В Осинцевское из соседнего Ратнино мы переехали двенадцать лет назад – тут была школа. Папа решил, что моё образование важнее, чем его давняя ссора с отцом. Купили соседний дом и зажили, будто не было долгих лет размолвки. Не знаю, что и когда они не поделили – папа никогда не рассказывал, да и какая уже разница. Но кот тогда уже был. Такой же чёрный и усатый, разве что поменьше. Даже место его обитания было то же – справа от печи, на выбранном по одному ему ведомым критериям месте. Помню, очень его испугался, когда он пошёл в мою сторону плавным шагом, опустив хвост и прижав уши. Я тогда спрятался за маму. А ещё помню это грозное и резкое: «Свои», которого коту хватило, чтобы из хищника превратиться в домашнего котейку. Он тщательно меня обнюхал и ткнулся тёплой мягкой головой в мою дрожащую от страха руку. Я пытался её отдёрнуть, но дед подошёл, силой погладил моей рукой кота, а потом, посадил меня, трясущегося, как осиновый лист, и готового расплакаться, на лавку и водрузил его мне на колени.
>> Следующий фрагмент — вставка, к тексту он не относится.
Issue #435, opened 2026-07-15
Persist questionnaire answer state (simple state machine) instead of deriving "updated this cycle" from the events audit log


voidspooks:
## Problem

The crux — what this should give us:

- Past calls persist their real state, permanently, as a first-class fact — not reconstructed by lateral-joining an audit table at read time.
- The progress query becomes a trivial `COUNT(*) WHERE state = 'finished'` instead of the `INNER JOIN LATERAL … events … LIMIT 1` gymnastics.
- Correctness stops depending on a best-effort, non-transactional, user-context-gated event write. The thing I confirmed is genuinely fragile; a state column set transactionally with the answer can't silently disagree with reality.

The dashboard's "Data Call Progress" metric answers "which systems have genuinely updated their questionnaire *this cycle*." Today that's derived at read time by lateral-joining the **`events` audit table**: `FindScoreProgress` (`backend/internal/model/scoreprogress.go`) counts a function as updated only if its `scores` row has ≥1 edit event.

The reason it keys off events at all: when a new data call opens, `copyPreviousScores` (`scores.go:731`) pre-populates every answer from the prior call via a raw `Exec` that deliberately records **no** event. So "has a `scores` row" reads 100% answered on day one, and event-presence is used as a stand-in for "touched since the copy."

**Using an audit log as a source of business truth is the wrong coupling, and it's fragile.** Concretely:

1. **Event writes are fire-and-forget.** `queryRow` (`model.go:94`) calls `recordEvent` and ignores its result — a failed event insert is silently swallowed after the score write already succeeded.
2. **Not transactional.** `recordEvent` (`events.go:49`) runs on a *separate* connection, so the answer and its event are never atomic.
3. **Context-gated.** `recordEvent` early-returns if there's no authenticated user in context (`events.go:76`) — some write paths persist the answer but no event.

When any of those drop an event, the progress metric silently under-counts. The metric's correctness depends on an audit log that is explicitly best-effort and lossy.

## Impact

Surfaced concretely in **ztmf-ui#537**: past data calls show `0/40 Not updated` for systems that were actually complete, because those calls were completed via carry-forward/seed/migration with no edit events. The frontend fix there had to lean on a *second* proxy — "has a `systemscore` ⇒ complete" — because `ScoreProgress` has no field that actually records answer state. So the UI is currently stacking two inferences (event-presence ≈ touched, score-presence ≈ complete), neither of which is a persisted fact.

[...]

Issue #299, opened 2026-04-30
Systems that have updated are identifiable


eschwein-usds:
### Feature Type

General Feature

### Workflow Description

OpDiv Admins would like to know which systems have not updated their Questionnaires since the start of the Data Call.

Optional -- know who has not viewed the Questionnaires at all

Possibly a report that can be downloaded by the Admins, with some system contact information?
Can talk to NIH for user input

### Acceptance Criteria

- [ ] There is a method for OpDiv Admins to obtain this information

jsos3-cms:
Onix has requested to do this work

jsos3-cms:
Closed by https://github.com/CMS-Enterprise/ztmf-ui/issues/489

PR #437, opened 2026-07-15
Persist per-answer status on scores instead of deriving progress from events

MackOverflow:
## Summary

Implements #435: persist each questionnaire answer's review state as a first-class `scores.status` column, and derive "Data Call Progress" from it instead of lateral-joining the `events` audit log.

The progress metric used to infer "updated this cycle" from the presence of an edit event. That coupling is fragile — event writes are fire-and-forget (`queryRow` ignores `recordEvent`'s result), non-transactional (separate connection), and context-gated (skipped when there's no authenticated user). Any dropped event silently under-counts progress. This moves the truth onto the `scores` row itself, written in the **same statement** as the answer, so it can never disagree with the row it describes.

Opening as a **draft for @voidspooks to review** since they authored the issue and own the design intent.

## What changed

- **`scores.status`** (`not_started` | `done`), `varchar + CHECK` (matches the `target_maturity_tier` convention, migration `0046`).
- **`scores.Save`** sets `status = 'done'` on a genuine create/change, in the same INSERT/UPDATE as the answer — no transaction needed. A read-through PUT hits the existing no-op guard and never touches status, so a carried-forward answer stays `not_started` (preserves the #299 "carry-forward is not updated" rule).
- **`copyPreviousScores`** seeds carried rows as `'not_started'`.
- **`FindScoreProgress`** counts `status = 'done'` and drops the events INNER lateral. The events lateral stays as a LEFT join, feeding **only** `lastupdatedat` (a legitimately observational audit-timeline use).
- **`ScoreProgress.QuestionsAnswered`** (new): distinct applicable functions with an answer row, any status. This is the answered/total a *closed* call needs — it lets **ztmf-ui#537** retire its "score present ⇒ complete" proxy. `QuestionsUpdated` stays the "touched this cycle" numerator.
- **Migration `0048`** backfills existing rows (edit event → `done`, else `not_started`), mirroring the old derivation exactly so dashboards don't move at cutover. Seed data mirrors the same backfill (it loads after migrations).
- **`openapi.yaml`** regenerated.

## Design decision (see #435 open questions)

Shipped the **two-state** machine (`not_started → done`), not three. A per-answer `complete` state has no trigger in the app today — completion is tracked at the *system* level via `datacalls_fismasystems`, and events can't distinguish "finalized" from "touched" for a backfill. Two states solve the whole stated problem and backfill losslessly; a third can layer on later if product wants per-answer finalization. Happy to revisit if you'd prefer three.

## Acceptance criteria (#435)

- [x] Progress counts derive from persisted `scores.status`, not the `events` table
- [x] A dropped/failed event write no longer affects progress numbers
- [x] `copyPreviousScores` resets carried rows to `not_started`; #299 behavior preserved
- [x] Past data calls report a real answered/total (`QuestionsAnswered`)
- [x] Backfill leaves existing dashboards unchanged at cutover
- [x] `events` is no longer read by progress/completion logic (only the audit-timeline `lastupdatedat`)

## Test plan

- [x] `go build`, `go vet`, `gofmt` clean
- [x] Unit tests updated + passing (`scoreprogress_test.go` — status filter, `QuestionsAnswered`, SQL shape)
- [x] Migration DDL + backfill verified against real Postgres (correct done/not_started split)
- [x] Integration tests (`scoreprogress_integration_test.go`) — run in CI against a migrated DB
- [x] Reviewer to confirm the two-state choice matches intended design

Refs #435

### DIFF
--- a/backend/_test_data_empire.sql
+++ b/backend/_test_data_empire.sql
@@ -906,6 +906,22 @@ SELECT DISTINCT ON (s.scoreid)
  WHERE s.scoreid >= 9100
  ORDER BY s.scoreid, uf.userid;
 
+-- Seed scores.status to match the just-seeded audit trail (ztmf#435). This
+-- runs after migrations, so the migration's one-time backfill has already
+-- executed against an empty table and does NOT see these seed rows; mirror
+-- its exact logic here so the seed DB's progress numbers agree with what the
+-- events above imply. A score with a seeded 'updated' event is 'done'; the
+-- rest keep the not_started default. Keeps this consistent automatically as
+-- the events seed above changes (it currently events only scoreid >= 9100).
+UPDATE public.scores s
+SET status = 'done'
+WHERE EXISTS (
+    SELECT 1
+    FROM public.events e
+    WHERE e.resource = 'public.scores'
+      AND (e.payload->>'scoreid')::int = s.scoreid
+);
+
 -- Reset every SERIAL sequence to its current table max. Use
 -- pg_get_serial_sequence() so the right name is resolved at runtime: some
 -- environments have historically renamed tables (e.g. functionscores -> scores)
--- a/backend/_test_data_empire.sql
+++ b/backend/_test_data_empire.sql
@@ -177,6 +177,13 @@ INSERT INTO public.datacalls VALUES (4, 'FY2025 Death Star Assessment', '2025-01
 -- "datacallid: 5" references and the "?datacallid=5" query string
 -- in that file in lockstep.
 INSERT INTO public.datacalls VALUES (5, 'Audit Fields Smoke Cycle', '2026-01-01T00:00:00Z', '2099-12-31T23:59:59Z') ON CONFLICT DO NOTHING;
+-- Closed, IMPORTED cycle (ztmf#435): mirrors production history loaded from
+-- outside the app - its scores are seeded below with NO events rows, so every
+-- answer keeps status 'not_started' and carries no editor/timestamp. This is
+-- the shape that makes a closed call read 0/N under the "updated" lens while
+-- QuestionsAnswered still reports it complete; keep it event-free on purpose
+-- so that behavior stays reproducible locally.
+INSERT INTO public.datacalls VALUES (6, 'FY2020 Imperial Archives Import', '2020-01-01T00:00:00Z', '2020-12-31T23:59:59Z') ON CONFLICT DO NOTHING;
 
 -- Test FISMA Systems (Imperial Systems)
 -- Use explicit column names to work with initial schema
@@ -879,6 +886,22 @@ BEGIN
         END LOOP;
     END LOOP;
 END $$;
+
+-- Imported-history scores for the FY2020 archives cycle (datacallid 6). Clone
+-- the FY2024 (datacallid 3) answer set so every (system, functionoption) pair
+-- is known-applicable to its system's environment, offset scoreids by +49 to
+-- stay below 9100 - the events seed below only covers scoreid >= 9100, so
+-- these rows get NO events and keep the 'not_started' status default. That is
+-- the point: an imported closed call has answers (QuestionsAnswered > 0) but
+-- no edit provenance (QuestionsUpdated = 0, LastUpdatedAt null), reproducing
+-- the production imported-history shape locally without any real data.
+INSERT INTO public.scores (scoreid, fismasystemid, datecalculated, notes, functionoptionid, datacallid)
+SELECT s.scoreid + 49, s.fismasystemid, '2020-06-01 00:00:00+00',
+       'Recovered from the Imperial Archives - assessor records lost',
+       s.functionoptionid, 6
+  FROM public.scores s
+ WHERE s.datacallid = 3 AND s.scoreid < 9100
+ON CONFLICT DO NOTHING;
 
 -- Audit trail for the seeded scores. last_edited_at / last_edited_by are NOT
 -- stored on scores; FindScores derives them from the events table (the most
--- a/backend/_test_data_empire.sql
+++ b/backend/_test_data_empire.sql
@@ -929,19 +929,44 @@ SELECT DISTINCT ON (s.scoreid)
  WHERE s.scoreid >= 9100
  ORDER BY s.scoreid, uf.userid;
 
+-- Import provenance for the FY2020 archives cycle (datacallid 6): a service
+-- account plus one 'imported' event per archived score, mirroring how
+-- externally-loaded history is attributed in real environments (ztmf#435). These
+-- give the archived rows a who/when (last-updated shows the import instead of
+-- blank) but use action 'imported', which the status-sync below deliberately
+-- excludes - so the archived answers keep status 'not_started' despite carrying
+-- events. This is the shape that proves imported != updated: answers present,
+-- provenance present, never 'done'.
+INSERT INTO public.users (userid, email, fullname, role, deleted, identity_provider)
+VALUES ('00000000-0000-4000-8000-000000000001', 'svc-importer@empire.test',
+        'Imperial Archives Import Service', 'HHS_READONLY_ADMIN', false, 'okta')
+ON CONFLICT DO NOTHING;
+
+INSERT INTO public.events (userid, action, resource, createdat, payload)
+SELECT '00000000-0000-4000-8000-000000000001', 'imported', 'public.scores',
+       '2020-06-01 00:00:00+00',
+       jsonb_build_object('scoreid', s.scoreid, 'fismasystemid', s.fismasystemid,
+                          'functionoptionid', s.functionoptionid,
+                          'datacallid', s.datacallid, 'notes', s.notes)
+  FROM public.scores s
+ WHERE s.datacallid = 6;
+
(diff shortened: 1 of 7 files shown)


voidspooks:
LGTM  🚀

jsos3-cms:
Reviewing now

jsos3-cms:
Reviewed the state-machine change — the core is correct and I'd be comfortable with it once the one test gap below is closed.

**What holds up under trace:**

- **Atomicity**: `status` is set in the *same* INSERT/UPDATE as the answer (`scores.go` Insert ~L109, Update `SetMap` ~L117) — there's no second statement, so status can't disagree with the row it describes. The event write stays decoupled and best-effort, which is the point.
- **#299 carry-forward (code)**: `copyPreviousScores` seeds `'not_started'` in the same `INSERT...SELECT`, and `Save`'s no-op guard returns before any write when `scoresEqualForUpdate` is true, so an unchanged re-save leaves status untouched. Only a genuine create (`ScoreID==0`) or a real change reaches `status='done'`.
- **Migration 0048 backfill**: the `EXISTS (… events … resource='public.scores' …)` predicate mirrors the old `FindScoreProgress` events-lateral exactly, so dashboards won't move at cutover. DDL matches the `target_maturity_tier` (0046) varchar+CHECK convention; `ADD COLUMN … DEFAULT <literal>` is metadata-only on PG16, and `IF [NOT] EXISTS` makes it idempotent.
- **Progress query**: events is now a `LEFT JOIN LATERAL` feeding only `lastupdatedat`; the count is `COUNT(DISTINCT …) FILTER (WHERE status='done')` — no fan-out, no NULL issue. `QuestionsAnswered` is a strict subset of `QuestionsExpected`, so it can't exceed it. Two states satisfy all six acceptance criteria.

**Please add before un-drafting (test coverage — the highest-risk path):** nothing exercises "carried-forward row + identical no-op re-save → status stays `not_started`," which is exactly what the no-op guard protects and what #299 requires. `TestFindScoreProgressIntegration` resaves with *changed* notes (only proves `not_started → done`), and the pre-existing `TestScoreSaveNoOpPreservesPriorEditorIntegration` starts from a freshly-`Save`d row (already `done`) and asserts on events / `LastEditedBy`, never on `scores.status`. Suggested test: `copyPreviousScores` → assert `status='not_started'` → `Save` with identical fields → re-assert still `not_started` (direct DB read + `FindScoreProgress` still reporting `QuestionsUpdated==0`).

**Minor:**

- Migration 0048 runs `ALTER TABLE` + the backfill `UPDATE` in one transaction, so `scores` holds an ACCESS EXCLUSIVE lock through the backfill scan (not just the fast metadata-only ALTER). Fine at current scale; worth knowing before this runs against a large `scores` table.
- The brand-new-answer INSERT path (`ScoreID==0 → 'done'`) isn't asserted end-to-end via the progress endpoint for an *applicable* function (it's only incidentally exercised by the inapplicable-function test, where both counts are 0). Low priority — add for symmetry.

For what it's worth: local `go build`/`go vet`/model unit tests pass, and `make generate-openapi` reproduces the committed `openapi.yaml` with no drift, so the spec is in sync with the new `QuestionsAnswered` field.

danielbowne:
Good review, and agreed on the part that matters: that no-op-preserves-`not_started` test is the one to land before this comes out of draft. It's sitting right on top of the bug we're actually trying to kill here (a carried-forward row sneaking to `done` and over-counting progress), so having a test pinned directly to it is worth it.

Few notes on the migration so nobody loses sleep over the lock:

- The lock worry is softer than it looks. `ADD COLUMN ... DEFAULT 'not_started'` is metadata-only on PG16, so there's no table rewrite, and the backfill `UPDATE` only touches rows that actually have a matching event, riding the `events_score_audit_idx` partial index from 0037. So it's an index probe per row, not a seq scan of the whole table. On our `scores` table that's a short window at cutover, nothing I'd reach for a fancier pattern over at this size.
- Down migration is clean, it drops the column, so a rollback puts `scores` back exactly how it started. Easy to miss but good that it's there.
- The `DEFAULT` + `CHECK` combo is a nice safety net too: any insert path that ever forgets to set `status` just lands on `not_started` instead of blowing up, and can't write a value outside the two states.

So the only thing I'd want before un-drafting is that test. Everything else reads correct to me, once voidspooks signs off on the two-state call.

danielbowne:
@MackOverflow if this is time-sensitive, I can pick up these changes in the morning (the no-op test plus the small migration notes) and get it shipped. Just say the word and I'll take it off your plate.

danielbowne:
Picked this up. Added the no-op-preserves-`not_started` integration test we talked about (carry a row forward, re-save it with identical fields, assert status stays `not_started` and QuestionsUpdated stays 0), and merged latest main into the branch. Integration + unit green locally.

That closes the one code gate from review. The only thing left before this comes out of draft is @voidspooks' call on two-state vs three-state, since that's a design decision on your issue. Once you're good with two states I'll un-draft and let CI take it.

danielbowne:
Since the last look:

- Merged latest main into the branch.
- Added the no-op integration test from review: carry an answer forward, re-save it with identical fields, assert status stays `not_started` and QuestionsUpdated stays 0. It can only pass if the guard actually fires - if the guard regressed, the write would flip status to done and the assertion fails.
- Fixed the ScoreProgress doc comment: updated counts aren't zero for every closed cycle - cycles genuinely worked in-app keep their backfilled counts; it's imported history that reads zero. Answered/total stays the only completion signal for past calls.
- Added a closed 'FY2020 Imperial Archives Import' datacall to the empire seed whose scores intentionally have no events - answers exist but carry no editor or timestamp, so it renders 0/N under the updated lens while questionsanswered reports it complete. @voidspooks this one's for you: it reproduces the imported-history shape locally (it's in the seed the test stack loads), so you can see the exact closed-call behavior this PR fixes without needing access to any real data.

Unit, integration, and the full e2e suite are green locally. On the two-state question: with the seed fixture in front of you the case is easier to see - answers-without-provenance is already representable (row exists, status not_started), so a third persisted state has nothing to encode today; the varchar+CHECK leaves room to add one later without a rewrite if a review workflow ever lands.

Staying in draft until review lands - this PR carries a migration, and deploying an unmerged migration to the shared dev DB strands it ahead of main. Once approved we'll un-draft and merge in one motion.

jsos3-cms (approved):
**Approving.** Correct and safe to un-draft on the engineering merits — the earlier test-coverage gap is closed and the new work holds up under trace and under a live integration run.

## Verified
- `go build` / `go vet` / unit tests clean; `make generate-openapi` reproduces the committed `openapi.yaml` (no drift); migration `0048` self-registers via `init()` and doesn't collide (main tops out at `0047`); the `8e17313` catch-up merge is clean (no conflict markers, no overlap with `scores.go`/`scoreprogress.go`/migrations).
- Full `internal/model` integration suite passes against an isolated seeded Postgres — including `TestScoreNoOpReSavePreservesNotStartedIntegration` and `TestImportedScoresKeepProvenanceWithoutDoneStatusIntegration`. Direct DB check matches intent: FY2020 archives cycle (datacallid 6) = 12 rows, all `not_started`, each carrying one `imported` event and zero `created`/`updated`.

## Correctness confirmed
- **No-op re-save (#299 guard):** `f15b7f8` starts from a genuinely carried-forward (`not_started`) row, re-saves identical fields, and asserts status stays `not_started` via both a direct DB read and `QuestionsUpdated == 0`. That's the exact path a broken no-op guard would regress — good.
- **Imported-provenance exclusion (`e2edee8`):** the backfill/seed filter `action IN ('created','updated')` is an allow-list, so it's a behavioral no-op against all real data (`recordEvent` only ever emits `created`/`updated`/`deleted`); it only changes the outcome for the new `imported` fixture. Mixed rows (an `imported` event *and* a real edit) still flip to `done` correctly via `EXISTS`, so there's no under-counting. The seed status-sync uses the identical predicate, so backfill and seed can't drift.
- **Original design intact atop merged main:** status is set in the same INSERT/UPDATE as the answer (atomic); `events` is now only `LEFT JOIN`ed for `lastupdatedat`; `QuestionsAnswered ⊆ QuestionsExpected`; `copyPreviousScores` seeds `not_started` in the same `INSERT…SELECT`. Migration 0048 (varchar+CHECK, metadata-only ADD COLUMN on PG16, index-assisted backfill) follows the 0046 precedent.

## One non-blocking note
The `imported`-provenance convention is new — it isn't in #435's text or the earlier thread, and it introduces a third de-facto event category alongside the two persisted states. It's implemented correctly, so it doesn't block, but it's worth a quick design confirm with the issue owner (@voidspooks) so the provenance scheme is blessed the same way the two-state-vs-three-state call was.

## Nits (non-blocking, follow-up)
- The action strings (`created`/`updated`/`imported`) are bare literals duplicated across the migration SQL and the seed, with no shared constant (`recordEvent` already uses inline literals, so this is a pre-existing pattern). A future rename would silently desync the backfill.
- `scores.Save` hardcodes `status='done'` with no override, so a future real importer would have to bypass `Save` with raw SQL (as the seed/backfill do). Worth a one-line note or a tracking issue for whoever builds the importer.

@danielbowne — cleared from my side. Good to **undraft and merge** whenever you're ready (optionally after the quick @voidspooks design confirm on the imported-provenance convention). Reminder that main's ruleset needs the DEV deployment green and thread resolution alongside this approval.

– Только сам не гладь – не любит.

Вот с тех пор и появился этот обычай: когда я приходил в гости, Васька сидел у меня на коленях и гладить его было нельзя – так Дед сказал. И мы с котом свято соблюдали наказ. Я бросил взгляд на колени и снял неведомо как оставшуюся на них чёрную шерстинку с сероватым кончиком. Осмотрел и отдал ветру.

***

В доме деда, несмотря на волчий час, горели все окна и была настежь распахнута входная дверь.

– Случилось чего? – сонно спросил папа, подходя ко мне.

– Сейчас узнаем.

Я быстро накинул штормовку и перемахнул через забор.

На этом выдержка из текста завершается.